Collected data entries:

PR #1356, opened 2019-07-22
Save vertex information

jbossios:
When "m_vertexDetails" from TreeAlgo is "primary" or "all", vertex information (x, y and z) for, respectively, primary/hard-scatter vertex or all vertices is saved.
Similarly to other objects, it is possible to save more than one vertex container by listing them in "m_vertexContainerName" (space separated). It is also possible to choose the branch name(s) with "m_vertexBranchName".

When saving more than one vertex collection, the first vertex collection in "m_vertexContainerName" is the one used elsewhere, for instance for track-based jet moments.

### DIFF
--- a/Root/HelpTreeBase.cxx
+++ b/Root/HelpTreeBase.cxx
@@ -640,9 +640,7 @@ void HelpTreeBase::FillL1Jets( const xAOD::JetRoIContainer* jets, const std::str
 void HelpTreeBase::ClearL1Jets(const std::string jetName) {
 
   xAH::L1JetContainer* thisL1Jet = m_l1Jets[jetName];
-  std::cout << "Before thisL1Jet->clear()" << std::endl;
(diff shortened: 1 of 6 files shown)


kratsg:
Looks backwards compatible? I guess we're not going for a new variable here or a rename.

jbossios:
It is backwards compatible, "m_vertexDetails" is empty by default, and in that case, no vertex info is saved into the TTrees (no branch is created). If anyone ever wants to save vertex info, they just have to set that string, unless they want info from more than one vertex collection. It is only that case where they should be careful (first collection is the one which is used elsewhere). I found this way simpler than having to create another very similar string specifically for saving vertex info. But that is a very simple change if you would prefer that way. We could call it: "m_vertexContainerNameToWrite" or something like that which makes it obvious is the one to set up to save those vertices to the TTree.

» EXERCISE DESCRIPTION: The lines to show are those in the data above that include "branch".

» REPLY:
Similarly to other objects, it is possible to save more than one vertex container by listing them in "m_vertexContainerName" (space separated). It is also possible to choose the branch name(s) with "m_vertexBranchName".
It is backwards compatible, "m_vertexDetails" is empty by default, and in that case, no vertex info is saved into the TTrees (no branch is created). If anyone ever wants to save vertex info, they just have to set that string, unless they want info from more than one vertex collection. It is only that case where they should be careful (first collection is the one which is used elsewhere). I found this way simpler than having to create another very similar string specifically for saving vertex info. But that is a very simple change if you would prefer that way. We could call it: "m_vertexContainerNameToWrite" or something like that which makes it obvious is the one to set up to save those vertices to the TTree.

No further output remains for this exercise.